2024. Solvej Balle. Trans. Barbara J. Haveland. London: Faber & Faber.

It is always with some trepidation that I read a contemporary novel, or in this case novels (of which more later) being heavily promoted as the next REALLY 'Big Thing'. Disappointment is usually just around the corner. Solvej Balle's cycle of novels will emerge from the creative processes over the forthcoming years, but the first two volumes are available in English (they were originally written in Danish) and are under review here. There will apparently be seven in all. The third will be published in English later this year, a fourth is in the translation process, a fifth already exists and the last two are yet to appear. As far as the business of publishing goes, we are in somewhat familiar territory here: multi-volume cycles of novels or autofiction from Scandinavian authors (think Fosse, Knausgaard and now Balle).
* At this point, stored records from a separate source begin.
Issue #1063, opened 2017-10-31
For flapping alerts, FIRING notifications are only sent once when `send_resolved: false` is set


juliusv:
Given:

- Prometheus 2.0 at current master *or* Prometheus 1.8.1 (doesn't matter)
- Alertmanager at current master

...and the intentionally flapping alerting rule:

```
groups:
- name: demo-service-alerts
  interval: 15s
  rules:
  - alert: TimeBasedTestAlert
    expr: vector(time()) % 600 < 300
    for: 1m
    labels:
      severity: test
```

...and the AM config:

```
route:
  receiver: foo
  group_by: ['alertname']
  group_wait: 30s
  group_interval: 5m
  repeat_interval: 3h

receivers:
- name: 'foo'
  slack_configs:
  - api_url: 'https://hooks.slack.com/services/XXX/XXX'
    channel: '#test-alerts'
    send_resolved: false
```

...the initial FIRING notification always makes it to Slack, but for further on/off cycles of the alert, no further FIRING notifications get sent to Slack even after the `group_interval` has passed multiple times.

When setting `send_resolved: true`, both RESOLVED and FIRING notifications appear at regular intervals as expected (every 10 minutes).

It doesn't seem like this always has been the case. At least in Cortex, which still vendors old AM packages, this is handled correctly. I noticed this when upgrading Cortex to current AM packages. But I haven't pinpointed the exact commit that caused this yet in AM.

juliusv:
A `git bisect` suggests this problem was introduced by https://github.com/prometheus/alertmanager/commit/309c6af4b2a05fb8a90236859c847ec6f2a6f2de. /cc @fabxc

josedonizetti:
@juliusv I wonder what is the expected behavior here? Because I had the impression that an alert successfully sent would only be resent after the repeat_interval had elapsed. At least that what I got from the documentation.

```
# How long to wait before sending a notification again if it has already
# been sent successfully for an alert. (Usually ~3h or more).
[ repeat_interval: <duration> | default = 4h ]
```

[...]

PR #1068, opened 2017-11-01
Fix alerting when send_resolved false

josedonizetti:
Fixes https://github.com/prometheus/alertmanager/issues/1063

The inconsistency when alerting with send_resolved set to false happens because the notification logs are not updated when send_resolved is false and a 'resolved' alert arrives. 
When the send_resolved is set to true and a resolved alert arrives the logs will be updated because the pipeline is not canceled at the DedupStage, it will move on until the SetNotifiesStage which will update the notification log here -> https://github.com/prometheus/alertmanager/blob/master/notify/notify.go#L652

The solution will only update the nflog if there are new resolved alerts, the sendResolved is set to false, and the pipeline would be canceled because `needsUpdate` returned false.
The check to validate if new resolved alerts exist is the same done when send_resolved is true and will or not move on with the pipeline https://github.com/prometheus/alertmanager/blob/master/notify/notify.go#L497

@juliusv @stuartnelson3

### DIFF
--- a/config/notifiers_test.go
+++ b/config/notifiers_test.go
@@ -1,8 +1,8 @@
 package config
 
 import (
-	"testing"
 	"gopkg.in/yaml.v2"
+	"testing"
 )
 
 func TestEmailToIsPresent(t *testing.T) {
--- a/notify/notify.go
+++ b/notify/notify.go
@@ -552,6 +552,18 @@ func (n *DedupStage) Exec(ctx context.Context, l log.Logger, alerts ...*types.Al
 	} else if ok {
 		return ctx, alerts, nil
 	}
+
+	// If the pipeline is not configured to send_resolved, but the resolvedSet changed,
+	// we need to write it on the log to update the firing status existent on it, which
+	// would avoid subsequent firing alerts to be send because the status would still be
+	// stored as active.
+	// In case the send_resolved is true, this will happen at the end of the pipeline
+	// (SetNotifiesStage) but when it is false the pipeline stops here.
+	if !n.sendResolved && !entry.IsResolvedSubset(resolvedSet) {
+		level.Debug(l).Log("msg", "Updating the notification log", "stage", "DedupStage")
+		n.nflog.Log(n.recv, gkey, firing, resolved)
+	}
+
 	return ctx, nil, nil
 }
 
@@ -649,5 +661,6 @@ func (n SetNotifiesStage) Exec(ctx context.Context, l log.Logger, alerts ...*typ
 		return ctx, nil, fmt.Errorf("resolved alerts missing")
 	}
 
+	level.Debug(l).Log("msg", "Updating the notification log", "stage", "SetNotifiesStage")
 	return ctx, alerts, n.nflog.Log(n.recv, gkey, firing, resolved)
 }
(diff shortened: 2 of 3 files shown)


juliusv:
Ah thanks. I was studying this code too today to learn more about it. An idea I got was to just remove any notion of `SendResolved()` in the `Dedup` stage and leave it up to the final notification integration whether to actually send out a notification or not (as in, don't send a notification if there are only resolved alerts). That way resolved alerts would still be recorded in the nflog. This comment here in the integration even suggests that this late-stage filtering is the right way:

https://github.com/prometheus/alertmanager/blob/master/notify/impl.go#L71-L72

But to be honest, I have not tested that yet (want to, though). Will also study your approach in a bit.

juliusv:
Sketched down my idea in code (untested so far): https://github.com/prometheus/alertmanager/commit/168be980a8726e84119dbbe17b8e0e5fae028c48

brancz:
Thanks for having a look at this you two! I've been wanting to fix this (and a couple of other things) for a while but haven't gotten around doing so.

I believe the approach that @juliusv skeched out is approximately what we should do here. The gossip implementation is already hard enough to debug, we should limit ourselves to where we call out to trigger gossiping of data. I initially developed the retry logic, but looking at it today, I feel what we call the `RetryStage` is really the `SendStage` and this knowledge seems like it would belong in the `SendStage`. What do you think?

juliusv:
So I think this PR here would work, but I wonder if the other approach is nicer (if it works) since it keeps any writes to the nflog at the end of the pipeline where it happens anyway.

juliusv:
Whoops, didn't see your other replies before my last one, sorry (missing page reload). Will reply later!

brancz:
> @juliusv Your approach is way better, definitely the way to go. But there still something we need to track on it, because testing to send the alerts didn't work, even after a resolved the subsequent alert wasn't dispatched. It also broked an acceptance test.

I'm not sure I understand, can you elaborate?

> So I think this PR here would work, but I wonder if the other approach is nicer (if it works) since it keeps any writes to the nflog at the end of the pipeline where it happens anyway.

Agreed.

josedonizetti:
@juliusv Let's fix it using your approach, will simplify the code. And the comment you mentioned can be found in other places in the code (about resolved to go all the way to SetNotifiesStage), so this is what is expected. https://github.com/prometheus/alertmanager/blob/master/test/acceptance/send_test.go#L332

juliusv:
> I feel what we call the `RetryStage` is really the `SendStage` and this knowledge seems like it would belong in the `SendStage`. What do you think?

@brancz Yep yep. So in my version it is in there (although I think we might want to do the renaming of the stage separately if we want that). Will complete my change then and submit a PR!

juliusv:
@josedonizetti 

> But there still something we need to track on it, because testing to send the alerts didn't work, even after a resolved the subsequent alert wasn't dispatched. It also broked an acceptance test.

Yep, will look into both issues.

> Gonna close this PR here, k? :)

Sounds good, but many thanks!

josedonizetti:
@juliusv Your branch does work, I messed up on the first test. :/
Sorry for all the messages.

juliusv:
@josedonizetti Even better, good to know :)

To cut quickly to the chase, and render judgment before expounding further, these novels are worth your time. Whether they are Nobel worthy, qua Fosse, or will achieve the cult status of Knausgaard, is not for me to say; only time will tell. And as to time, these slender volumes, translated into limpidly readable and deceptively simple prose, will not demand much of yours. To put it another way, these novels are the amusé bouche and appetiser, and I am keen to carry on with the remainder of the courses to come.
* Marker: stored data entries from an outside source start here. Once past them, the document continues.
PR #1071, opened 2017-11-01
Fix notifications for flapping alerts

juliusv:
Fixes https://github.com/prometheus/alertmanager/issues/1063

### DIFF
--- a/notify/notify.go
+++ b/notify/notify.go
@@ -236,7 +236,7 @@ func createStage(rc *config.Receiver, tmpl *template.Template, wait func() time.
 		}
 		var s MultiStage
 		s = append(s, NewWaitStage(wait))
-		s = append(s, NewDedupStage(notificationLog, recv, i.conf.SendResolved()))
+		s = append(s, NewDedupStage(notificationLog, recv))
 		s = append(s, NewRetryStage(i))
 		s = append(s, NewSetNotifiesStage(notificationLog, recv))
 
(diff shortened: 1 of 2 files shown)


juliusv:
@brancz @josedonizetti

notify/notify.go
```diff
@@ -561,6 +559,19 @@ func NewRetryStage(i Integration) *RetryStage {
 
 // Exec implements the Stage interface.
 func (r RetryStage) Exec(ctx context.Context, l log.Logger, alerts ...*types.Alert) (context.Context, []*types.Alert, error) {
+	// If we shouldn't send notifications for resolved alerts, but there are only
+	// resolved alerts, report them all as successfully notified (we still want the
+	// notification log to log them).
+	if !r.integration.conf.SendResolved() {
+		firing, ok := FiringAlerts(ctx)
+		if !ok {
+			return ctx, alerts, fmt.Errorf("firing alerts missing")
```
brancz: If we error out here the `MultiStage` will abort the further execution, therefore the resolved subset of this set of alerts will not be gossiped. My understanding is that if there are no firing alerts in this set of alerts, but there are resolved alerts, we still want to gossip that.

juliusv: Yep. OTOH isn't this the same thing we are doing here? https://github.com/prometheus/alertmanager/blob/master/notify/notify.go#L627

AFAICS if this errors it means there's a bug in the code that should be fixed, as the context key should always be set earlier in the pipeline?

brancz: You're absolutely right.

The premise of the books is a little cheesy, but compelling nonetheless, and in the hands of the author begins to open out into a mesmerising meditation on life, meaning, history and love, and is full of melancholy, hope, searching, doubt and courage. They are that good. Tara Selter, the first-person narrator of the novels, is a youngish (but indeterminate age), married women who finds herself trapped in a time loop, endlessly repeating the eighteenth of November of an, also, indeterminate year, but quite recent (sometime in the 2010s, at a guess). No review can fail to mention Groundhog Day as a reference point, and if the author is fed up with the comparisons, I don't blame them, but they are inevitable.

We first encounter Tara in media res, on the 121st iteration of the eighteenth of November. The novels follow her thoughts and descriptions of how she discovers that she is trapped in the time loop (she appears to be alone in this) and then how she copes with it. By the end of volume II we have followed Tara through 1,144 iterations of the time loop, or roughly three and bit years of standard time, such as it is within the framework of the books. We are also left, at the end of volume II, with a tantalising hint of interesting further developments. As Charles Dickens reputedly once said (although not entirely reliably attributed), "make 'em laugh, make 'em cry and make 'em wait".

A small part of the interest in reading the adventures of Tara in '18/11 land' (my shorthand) is learning how she begins to grasp the rules of a world that endlessly resets back to the morning of 18/11 – what she carries with her from the reiteration of each day and what not. She carries memory of each day and can write down her thoughts and reflections. She can travel and not return, each morning, to the same hotel room in Paris where the time loop first traps her. She can retain certain objects, under certain circumstances, in her possession, without losing them each morning to the previous day's time and place. If she consumes something, eats a bar of chocolate for example, that item disappears from the world for good. She can hurt herself, physically, and needs to heal naturally over time. She can have hangovers! Unlike the hero of Groundhog Day, she cannot cannot

exist in 18/11 land without consequences. She cannot be reckless. Freedom is not unlimited. Thus far in the series, the logic of the world indicates that suicide would be final for her.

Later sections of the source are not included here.